3. Risks and Concerns
Adequate measures have been adopted by your Company to combat various risks, including business risks (competition, consumer preferences, technology changes), financial risks (cost, credit, liquidity, foreign exchange), operational risks (system, process, people) and regulatory and compliance risks.
Your Company has a well-established risk management framework which covers aspects of financial and operational controls. Risks are identified through formal Risk management discussions with the active involvement of functional managers and senior management personnel at both operational and corporate level.
4. Internal Control Systems and their adequacy
Your Company has appropriate internal control system for business processes, with regards to efficiency of operations, financial reporting, compliance with applicable laws and regulations.
Clearly defined roles and responsibilities down the line for all managerial positions have been institutionalised.
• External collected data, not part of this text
PR #9410, opened 2023-06-29
Analyze React+Redux perf timings using recording analysis

markerikson:
This PR:

- Adds a new "React+Redux Perf" sidebar panel
- Adds a button that, when clicked:
  - Finds all Redux dispatches
  - Finds all calls to `useSelector`
  - Finds all unique selector functions passed to `useSelector`
  - Finds all individual calls to each selector function and calculates their durations
  - Sums up the total execution time for each selector function
  - Finds all calls to notify React-Redux subscribers and checks the time spent notifying subscribers
  - Finds all calls to re-render a React component
  - Buckets the data by `dispatch()` start/end times, and groups all the selector calls, notification calls, and queued re-renders triggered by that dispatch

In other words, this is a major first step towards a useful React+Redux perf analysis tool.

Caveats:

- Right now I'm just logging the grouped data, and haven't tried to display or visualize any of this yet
- It currently takes ~30s to calculate the results for a 2s focus region with ~40 dispatches. The most expensive parts are running evaluations to find all the selector functions, and calling `Debugger.findStepOutTarget` to determine the execution time for a couple thousand function calls.

It's very likely that the execution speed would be faster if we moved this into a backend postprocessing routine, and also added some additional backend APIs to allow requesting step-out results in batches instead of individual requests.

Here's an example of what the output looks like for a given dispatch in our own front-end codebase:

image

That one dispatch:

- did queue a re-render (by scheduling one component to update)
- we spent 15.3ms notifying subscribers
- we cascaded through 10 nested `connect` components notifying their children
- we ran 114 separate selector calls
- of those, only 14 selector calls had a meaningful non-zero duration
- total time of selectors was 0.3ms, which means that there's 15.0ms of subscriber overhead (!)


ryota-murakami:
@markerikson [packages/replay-next](https://github.com/replayio/devtools/pull/9410/files#diff-50db83862d89c7c2c093e7f276ff579f064d404ec8d75d8cbed973babad64dcb) meant Next.js exclusive package?

markerikson:
@ryota-murakami : no. All our app source code originally lived in the `src` folder.  When Brian began rewriting some of the pieces using newer React techniques like Suspense, he created a `packages/bvaughn-architecture` folder and put the new code there. Later, we renamed it to `packages/replay-next`, to indicate that it's "the next generation of Replay app source code".

markerikson:
I just updated this to capture details on the start and end of the related React commit, plus counts of how many function and class components got rendered overall:

image

as well as inspecting the rendered components and determining the details for each unique component type:

image


This gives us a foundation for being able to do real-world React render performance analysis, on _production_ apps, no further profiling setup needed!

ryota-murakami:
@markerikson Great Job!

>  Brian began rewriting some of the pieces

Might be this tweet 😅 https://twitter.com/brian_d_vaughn/status/1674214956668014593

bvaughn:
Is this worth keeping open as a draft or was it just something you wanted to test/share?

markerikson:
Keep it as a draft for now. Like the other "React Render" panel, it's something I intend to merge and feature flag, but I need to do some cleanup before it's ready to at least have in the codebase.

markerikson:
Time to play with this again...

markerikson:
There's a lot of conceptual overlap between what I was doing in the first iteration of this "Redux+React Perf Profiler" PR, and what I did in [the original POC for the "React Render Timeline" panel](https://github.com/replayio/devtools/pull/8915).

Both rely on fetching hit points for internals. Both require fetching points for the current focus window. And my POC for the Redux perf work wanted to know when React had rendered, and when we _queued_ renders, so that we could know if the dispatch did actually result in components rendering.

Over this weekend, I've updated this PR:

- Rebased against `main`
- Extracted the basic Redux `dispatch()` checks and timings as an interval cache
- Made improvements to the function detail formatting logic
- And tonight I rewrote the React Render Timeline to also use an interval cache, use the new `Session.getPointStack` API for stack frames, and rewrote the items as a virtualized list.

The result is that the React Render Timeline is showing up _significantly_ faster (5-10s for several hundred hits), whereas before it would take seemingly _forever_ for values to slowly come in.

I don't have any UI for the Redux data yet, but that should be trivial to add now that I've got the cache for the values.

From there, the next step would be to start adding logic to query for perf stats related to a given dispatch: was a render queued, how long did it take, how many components rendered, how long did _those_ take, which ones were most expensive, and what selectors ran and _their_ timings.  Rather than fetch all of that up front, fetching it for just one render ought to be reasonably faster.

Here's what the render timeline looks like atm:

image

markerikson:
I've finally built out some UI for the Redux Dispatch Perf panel:

image

things I can now do with this info:

- set focus ranges from the timestamps
- determine if any React renders were queued by the notifications
- fetch info about selectors, although that gets trickier because I really need to know what selectors were in use _prior_ to the dispatch

and similarly, with React renders, I could pull together info on:

- which components rendered
- how long those each took

I _know_ there's all kinds of caveats on sync renders vs concurrent rendering, components being thrown away, etc. Not _anywhere_ close to being a "real" profiler.  But I've got demo code (even if commented out atm) that shows I can get plausible interpretations of that info.  So it's a starting point.

markerikson:
Tonight's progress: it's finding the likely start and end time of the next sync render right after the dispatch, and displaying that duration:

image

Also have it displaying how many components _probably_ were triggered to render as a direct result of the dispatch.

(Need to start extracting details on those components to confirm, but the poking around I've done says it's plausible)

markerikson:
Talked with Jon. He likes the general direction of the UI here, including reusing the "details pane locked to the bottom of the panel" approach that we're using on the Protocol Viewer and Test Suites panels.

We'll keep these two panels separate for now, but I'll update the Perf panel to have a Redux icon.

Longer-term, there's a lot of things we _could_ do here (maybe someday having a "popout" button that shows the list in a table format in the area where our source viewer currently lives).

markerikson:
I'm going to call this sufficiently ready that I'd like to get it merged in, behind the existing `feature_reactPanel` experimental flag.



### Current functionality

- React Queued Renders Panel
  - Fetches hits to `scheduleUpdateOnFiber` using an interval cache
  - Fetches stack frames via `getPointStack`, filters via URLs to find a likely candidate call to `setState()` or similar
  - Renders a virtualized list of function names, and has Jump to Code
- Redux Dispatch Perf Panel
  - Fetches hits to Redux `dispatch()` internals
  - Finds all likely Redux dispatches and extracts the action types (even if the Redux DevTools were not enabled)
  - Renders a virtualized list of action types, and has Jump to Code (yes this _highly_ overlaps with our actual Redux DevTools functionality - we'll sort that out later)
  - Calculates durations of the reducer, subscriber notifications, and total dispatch time
  - Uses `scheduleUpdateOnFiber` to estimate how many React components were likely queued to render by this dispatch (by checking `sUOF` calls inside of the subscriber notification start/end)
  - Tries to find a likely React render caused by this dispatch, and if found, displays the estimated total duration of that render

Both panels use Suspense to load, and `react-window` for the virtualized lists.  

### Screenshots

React Render Panel:

image


Redux Perf Panel:

image


### Future Work

- Counting how many function components and class components rendered in a given render pass
- Finding all Redux selectors used in an app
- Counting how many selectors got called during a set of subscriber notifications, and calculating their durations
- Showing list items for React render commits in the React panel (ie, alternating calls to queue a render vs commits)
- Showing the red "you are here" line in the lists


What I've got so far is good enough to at least have in the codebase behind a flag, and we can build on these from here.

jonbell-lot23 (approved):
Happy to do more visual polish later, but would you mind adding a pl-8 over here:

image

We want the "p" in pause/paused to be lined up underneth the disclosure triangle above it.

bvaughn:
Let's chat about this PR and the topic in person at the offsite this coming week?

markerikson:
Superseded by #9775 .  The Redux perf half went into #9776 , but we've decided not to merge that into the codebase for now.  I'll rebase it, then close the PR.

All operating parameters are monitored and controlled. The Company has also put in place a well - defined organisation structure, clear authority levels and detailed internal guidelines for conducting business transactions.
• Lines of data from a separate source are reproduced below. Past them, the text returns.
Issue #5186, opened 2022-01-31
Replay Check-in component


jonbell-lot23:
**Background**  
We'd like more signal about how well Replays are solving our users' needs.

**Initial insights**   
Check out [this Discord conversation](https://discord.com/channels/779097926135054346/937458413355532288) where I link to this initial video:
https://user-images.githubusercontent.com/9154902/151868701-40082893-c3c3-492d-9329-242656428b6b.mp4

Key insights/goals:
* The feature needs to benefit the user in a tangible way
*  Asking "how is Replay doing?" isn't super valuable to people
* But "mark as resolved" is a common pattern that can benefit users

**Design proposal**
By using a simple label at the top part of Replay Info, we can provide valuable information while feeling part of the UI:
![image](https://user-images.githubusercontent.com/9154902/151869024-dc6cf23a-0d8d-4222-b6fd-cd33e00b1299.png)

There could be a few options like so:
![image](https://user-images.githubusercontent.com/9154902/151869252-99d363c2-610c-430a-b02e-e6e649258a45.png)

Confetti can sprinkle down when you set something to active:
![image](https://user-images.githubusercontent.com/9154902/151869736-2f10d715-6ce5-42c5-86df-a460373220ec.png)

And after selecting, it can look like this:
![image](https://user-images.githubusercontent.com/9154902/151869312-aa41360d-0692-42bc-8a2d-a7e7c32f9c00.png)

Then the library could look like this:
![image](https://user-images.githubusercontent.com/9154902/151869788-9230b441-bef7-4304-8ee4-754f80f8eaf9.png)

**Status**
Jon's been working [on this branch](https://github.com/jonbell-lot23/devtools/tree/replay-checkin)

Working:
* Confetti animation is looking good
* Dropdown options are coming along

Needs work:
* The dropdown needs to be in the top header of the accordian
* We need to wire it up to track "status" as a property
* We need to make the confetti animation work, not sure how

jcmorrow:
Nice. I think there's also something about like, turning this replay into an Issue/PR/Card somewhere that feels likely relevant? Because in many ways Replay doesn't help you *resolve* your problem, it helps you *define* your problem, and the output of that is some artifact about *how* to resolve it. I don't know if that makes sense or not?

jonbell-lot23:
Thanks for the help today, @jcmorrow ! Here's a quick loom showing how things are working so far:
https://www.loom.com/share/460a787337f0433798376eff2181e73b

[...]

PR #9418, opened 2023-06-30
Removed unused legacy preference "resolveRecording"

bvaughn:
For consideration. I don't think this is still being used, but I could be wrong.

Seems like we should just delete this view, if it's not being used **or** we should delete the preference and always show the view. I don't think we should keep a feature flag like this around forever.

Related: #5186


markerikson (approved):

jasonLaster (approved):
I'm fine killing it. We can reconsider it later if we want to bring it back

jonbell-lot23 (approved):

5. Material developments in Human Resources
People are one of your Companys biggest strength. Your Company has been able to fine-tune talent with modern technologies and ever changing corporate environment. Your Company firmly believes that people make the organisation and that a sense of belonging would inculcate the spirit of dedication and loyalty amongst them. Your Company recruits professionals of high academic achievement, experience and behavioural competencies across operations, supply chain consulting and marketing functions.
6. Cautionary Statement
Certain statements made in the Management Discussion and Analysis Report relating to the Companys objectives, projections, outlook, expectations, estimates and other issues may constitute "forward looking statements" within the meaning of applicable laws and regulations. Actual results may differ from such expectations, projections, and so on, whether express or implied. Several factors could make a significant difference to the Companys operations. Important development that could affect your Companys operations include climatic conditions, macro-economic conditions affecting demand and supply, government regulations, taxation, natural calamities and so on, over which the Company does not have any direct control.